Activity:
Find the lines of the material below that include the string "will", then copy each one.

Available records:
PR #469, opened 2020-08-31
Attempt at fixing the crashes with testFactory (QC-395)

Barthelemy:
the crash happens in alidist, difficult to say if it is the problem.


Barthelemy:
Merging as it is a test and there is a duplicate travis CI stuck.

PR #471, opened 2020-08-31
Switch to new infologger macro to specify level and severity at once (QC-396)

Barthelemy:


Framework/src/CheckRunner.cxx
```diff
@@ -139,12 +139,13 @@ CheckRunner::CheckRunner(std::vector<Check> checks, std::string configurationSou
...
     mTotalNumberMOStored(0)
 {
+  ILOG.setFacility("Check");
   try {
     mConfigFile = ConfigurationFactory::getConfiguration(configurationSource);
   } catch (...) {
     // catch the exceptions and print it (the ultimate caller might not know how to display it)
-    ILOG(Fatal) << "Unexpected exception during initialization:\n"
-                << boost::current_exception_diagnostic_information(true) << ENDM;
+    ILOG << LogFatalSupport << "Unexpected exception during initialization:\n"
```
knopers8, line 147: I see that here exceptions are logged as fatal, while in Checks they are just errors (however, also fatal in fact). Is there any reason for this difference?

Framework/src/ServiceDiscovery.cxx
```diff
@@ -124,7 +124,7 @@ void ServiceDiscovery::runHealthServer(unsigned int port)
     }
   } catch (std::exception& e) {
     mThreadRunning = false;
-    ILOG(Error) << "ServiceDiscovery::runHealthServer - " << e.what() << ENDM;
+    std::cerr << "ServiceDiscovery::runHealthServer - " << e.what() << std::endl;
```
knopers8, line 127: why cerr?

Framework/src/runPostProcessingOCC.cxx
```diff
@@ -91,10 +91,10 @@ class PostProcessingOCCStateMachine : public RuntimeControlledObject
     try {
       mRunner->start();
     } catch (const std::exception& ex) {
-      ILOG(Error) << "Exception caught: " << ex.what() << ENDM;
+      ILOG << LogErrorSupport << "Exception caught: " << ex.what() << ENDM;
```
knopers8, line 94: Why some catch statements have the "support" severity, while others have "Ops"?

Modules/MFT/src/BasicTrackQcTask.cxx
```diff
@@ -37,11 +37,11 @@ BasicTrackQcTask::~BasicTrackQcTask()
 
 void BasicTrackQcTask::initialize(o2::framework::InitContext& /*ctx*/)
 {
-  ILOG(Info) << "initialize BasicTrackQcTask" << ENDM; // QcInfoLogger is used. FairMQ logs will go to there as well.
+  ILOG << LogInfoSupport << "initialize BasicTrackQcTask" << ENDM; // QcInfoLogger is used. FairMQ logs will go to there as well.
 
   // this is how to get access to custom parameters defined in the config file at qc.tasks.<task_name>.taskParameters
   if (auto param = mCustomParameters.find("myOwnKey"); param != mCustomParameters.end()) {
-    ILOG(Info) << "Custom parameter - myOwnKey: " << param->second << ENDM;
+    ILOG << LogInfoSupport << "Custom parameter - myOwnKey: " << param->second << ENDM;
```
knopers8, line 44: devel

Modules/Skeleton/src/SkeletonTask.cxx
```diff
@@ -31,11 +31,11 @@ SkeletonTask::~SkeletonTask()
 
 void SkeletonTask::initialize(o2::framework::InitContext& /*ctx*/)
 {
-  ILOG(Info) << "initialize SkeletonTask" << ENDM; // QcInfoLogger is used. FairMQ logs will go to there as well.
+  ILOG << LogInfoSupport << "initialize SkeletonTask" << ENDM; // QcInfoLogger is used. FairMQ logs will go to there as well.
 
   // this is how to get access to custom parameters defined in the config file at qc.tasks.<task_name>.taskParameters
   if (auto param = mCustomParameters.find("myOwnKey"); param != mCustomParameters.end()) {
-    ILOG(Info) << "Custom parameter - myOwnKey: " << param->second << ENDM;
+    ILOG << LogInfoSupport << "Custom parameter - myOwnKey: " << param->second << ENDM;
```
knopers8, line 38: devel

knopers8 (changes requested):
Can we have something like this?
```
ILOG(Info, Ops) << "my log" << ENDM;
```
with some defaults for the severity (`support` or `ops` being the default perhaps?)

Barthelemy:
> Can we have something like this?

We can I would probably provide it as a global function rather than a macro. There are variadic parameters for macro nowadays but the resulting code is awful.

Framework/src/runPostProcessingOCC.cxx
Barthelemy: Indeed, I have put all of them with Support

Framework/src/CheckRunner.cxx
Barthelemy: not really, I will try to review the ones that need fatal.

Barthelemy: I will also send them to the Operator. If something does not start or simply stops, they should know.

Framework/src/ServiceDiscovery.cxx
Barthelemy: no idea

knopers8:
> This being said, the number of characters to type is roughly the same (3 characters difference, which I could easily make disappear as I can remove the prefix "Log"). Is there any other arguments in favour of one option or the other ?

1. Having default severities - even less typing.
2. More familiar interface, which resembles the one of fairlogger - less confusion.
3. Just my personal esthetic feelings ;) Having concatenated arguments like "ErrorOps" seems less neat to me than putting them as separate arguments in `ILOG(Error, Ops)`.

However, if we go that way, `Ops` or `Support` keywords shouldn't be just substituted by the preprocessor, because it is likely that someone uses them in other context.

I guess that removing the "Log" could also make it shorter and wouldn't be that bad. I let you decide, with my arguments convincing you or not.

Barthelemy:
Ok, done, ILOG can take 1 or 2 arguments.

Framework/include/QualityControl/QcInfoLogger.h
```diff
@@ -58,14 +62,25 @@ class QcInfoLogger : public AliceO2::InfoLogger::InfoLogger
...
-#define ILOG(severity) ILOG_INST << AliceO2::InfoLogger::InfoLogger::Severity::severity
 #define ILOGI ILOG_INST << AliceO2::InfoLogger::InfoLogger::Info
 #define ILOGW ILOG_INST << AliceO2::InfoLogger::InfoLogger::Warning
 #define ILOGE ILOG_INST << AliceO2::InfoLogger::InfoLogger::Error
 #define ILOGF ILOG_INST << AliceO2::InfoLogger::InfoLogger::Fatal
 #define ENDM AliceO2::InfoLogger::InfoLogger::endm;
 
+#define NUM_ARGS_(_1, _2, _3, _4, _5, _6, _7, _8, TOTAL, ...) TOTAL
+#define NUM_ARGS(...) NUM_ARGS_(__VA_ARGS__, 6, 5, 4, 3, 2, 1, 0)
+#define CONCATE_(X, Y) X##Y
```
knopers8, line 75: concatenate?

knopers8:
Do you know if i can see it working in DPL? I try with adding `--infologger-severity support` to `o2-qc-run-basic`, but all logs seem to be present anyway.

Framework/include/QualityControl/QcInfoLogger.h
Barthelemy: ok

Barthelemy:
Do you mean to have the output of DPL redirected to infologger ? 
I have not tested it directly. I am not sure what is this argument `--infologger-severity`. I tested with FairLogger though.

knopers8:
> Do you mean to have the output of DPL redirected to infologger ?

Probably the other way. To use the ILOG macros and see the logs the terminal, running DPL. `infologger-severity` should filter ot logs which are more "severe" than indicated.

knopers8:
Anyway, this is probably a separate issue, which should be understood by Giulio and Sylvain.

knopers8 (approved):

Barthelemy:
I agree that it is a different issue. I am fixing the format and then merging.

Barthelemy:
@MichaelLettrich There seems to be a problem with the mac builders.

MichaelLettrich:
@Barthelemy there seems to be a problem that git has on macos with the LLVM repo - cloning/ updating sporadically fails. @ktf changed the build scripts in a way that should fix the issue. I relaunched the builders after an update.

PR #476, opened 2020-09-07
Add namespace indicator for runtime_error

knopers8:
This would collide with `o2::framework::runtime_error` after https://github.com/AliceO2Group/AliceO2/pull/4150 is merged


Barthelemy (approved):

Barthelemy:
good catch

PR #477, opened 2020-09-07
Adapt to the new service registry

knopers8:
Needed for https://github.com/AliceO2Group/AliceO2/pull/4150
I still have to see if the thing with references works by accident or it is actually valid. I see that objects returned from CCDB are kind of valid, but they have timestamp "-1". Not sure if this is related.
Also I should update the ITS code.


knopers8:
This works for both versions of ServiceRegistry.

Barthelemy (approved):

PR #478, opened 2020-09-09
Fix TrendingTask test

knopers8:


knopers8:
Trivial, fixes the test, merging.

PR #479, opened 2020-09-14
Improvements to avoid random crash in testFactory

Barthelemy:
I strongly suspect something wrong with the way strings are handled between ObjectsManager and ServiceDiscovery. Copying TaskConfig in ObjectsManager should help.


Barthelemy:
Is InfoLogger thread safe ? I am starting to think that this is the culprit. In ServiceDiscovery we launch a thread and just call our static instance of InfoLogger there. What do you think @sy-c ?

Barthelemy:
So I have mostly made sure that we don't use the same infologger from the ServiceDiscovery health thread and also improved the copies of the config.

knopers8 (approved):

PR #483, opened 2020-09-16
Introduce an UpdatePolicyManager (QC-342)

Barthelemy:
Policies and revisions were spread over `Check` and `CheckRunner` making it difficult to comprehend and to reuse (e.g. in the future aggregators). 

This PR proposes an extraction of these concepts in a separate class called `PolicyManager`. The `Check` class is unaware of the notion of revisions. It still holds its own configuration and thus the policy definition. As a consequence the PolicyManager is indirectly influenced by the way the `Check` class overwrites the policy name in certain cases. This is something we should reconsider in the future. 

I have kept the use of lambdas to implement the actual logic of the different types of policies. Again, this is something we might want to reconsider in the future. The fact that there is a `policyHelper` parameter necessary to hold a state of one of the type of policies is a sign that we might want to move away from simple lambdas. A more traditional OO approach with a common interface and a set of classes implementing the actual policy function could be a solution. 

All in all it is not my dream refactoring but it achieves the extraction of the code related to policies and revisions from `Check` and `CheckRunner` and improves the separation of concerns.


Barthelemy:
No idea what is going on with the CI.

Barthelemy:
@ktf o2-dataflow  is still failing

ktf:
restarted

Framework/test/testPolicyManager.cxx
```diff
@@ -0,0 +1,365 @@
...
+// or submit itself to any jurisdiction.
+
+///
+/// \file   testPolicyManager.cxx
+/// \author Barthelemy von Haller
+///
+
+#include "QualityControl/PolicyManager.h"
+#include <DataSampling/DataSampling.h>
+using namespace o2::utilities;
```
knopers8, line 18: Not needed

knopers8 (changes requested):
Thanks, this looks much better already!

I would propose to change `Policy` to `UpdatePolicy`, since the former is too general IMO. Likewise, `PolicyManager` to `UpdatePolicyManager`

Could you also change the PR name to something more accurate? After all, Policies didn't become classes yet.

In later refactoring, I also thought about making UpdatePolicies return object names which should be checked. That should clean up the `Check::check()` method, which is a monster now. This probably is for later though.

Barthelemy:
Thanks for the great review. I'll update the PR accordingly. 

@MichaelLettrich It seems that the mac builder is broken again.

knopers8:
I have tried manually if the OneEachSeparately policy still works - it seems it does.

Framework/src/PolicyManager.cxx
```diff
@@ -0,0 +1,168 @@
...
+     * Return true if any MOs were updated.
+     * Inner policy - used for `"MOs": "all"`
+     * Might return true even if MO is not used in Check
+     */
+
+    policy = []() {
+      // Expecting check of this policy only if any change
+      return true;
+    };
+
```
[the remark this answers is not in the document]
Barthelemy: I left it in order not to touch the logic that pre-existed between the policies and the Check class. The Check updates the policy depending for example on the "all" parameter and sets it to this _OnGlobalAny. I would leave it for now and wait for the next round of refactoring.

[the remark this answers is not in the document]
knopers8: ok

Framework/CMakeLists.txt
```diff
@@ -65,7 +65,7 @@ add_library(QualityControl
             src/HistoProducer.cxx
             src/DataProducerExample.cxx
             src/MonitorObjectCollection.cxx
-            src/PolicyManager.cxx)
+  src/UpdatePolicyManager.cxx)
```
knopers8, line 68: Please fix the indentation

Framework/CMakeLists.txt
```diff
@@ -121,7 +121,7 @@ add_root_dictionary(QualityControl
                             include/QualityControl/TrendingTask.h
                             include/QualityControl/Reductor.h
                             include/QualityControl/MonitorObjectCollection.h
-                            include/QualityControl/PolicyManager.h
+  include/QualityControl/UpdatePolicyManager.h
```
knopers8, line 124: Please fix the indentation

Framework/src/TaskRunner.cxx
```diff
@@ -280,8 +280,7 @@ void TaskRunner::loadTopologyConfig()
 {
   auto taskConfigTree = getTaskConfigTree();
   auto policiesFilePath = mConfigFile->get<std::string>("dataSamplingPolicyFile", "");
-  ConfigurationInterface* config = policiesFilePath.empty() ? mConfigFile.get() : ConfigurationFactory::getConfiguration(policiesFilePath).get();
-  auto policiesTree = config->getRecursive("dataSamplingPolicies");
+  ConfigurationInterface* config = policiesFilePath.empty() ? mConfigFile.get() : ConfigurationFactory::getConfiguration(policiesFilePath).get(); // todo make sure that it is ok to use the internal pointer of the unique_ptr
```
knopers8, line 283: nice catch, it looks dangerous indeed

knopers8 (approved):
Thanks for the fixes, please just fix the formatting in CMakeLists after CLion (i guess) destroyed it.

Response to the task:
-  ILOG(Info) << "initialize BasicTrackQcTask" << ENDM; // QcInfoLogger is used. FairMQ logs will go to there as well.
+  ILOG << LogInfoSupport << "initialize BasicTrackQcTask" << ENDM; // QcInfoLogger is used. FairMQ logs will go to there as well.
-  ILOG(Info) << "initialize SkeletonTask" << ENDM; // QcInfoLogger is used. FairMQ logs will go to there as well.
+  ILOG << LogInfoSupport << "initialize SkeletonTask" << ENDM; // QcInfoLogger is used. FairMQ logs will go to there as well.
Barthelemy: not really, I will try to review the ones that need fatal.
Barthelemy: I will also send them to the Operator. If something does not start or simply stops, they should know.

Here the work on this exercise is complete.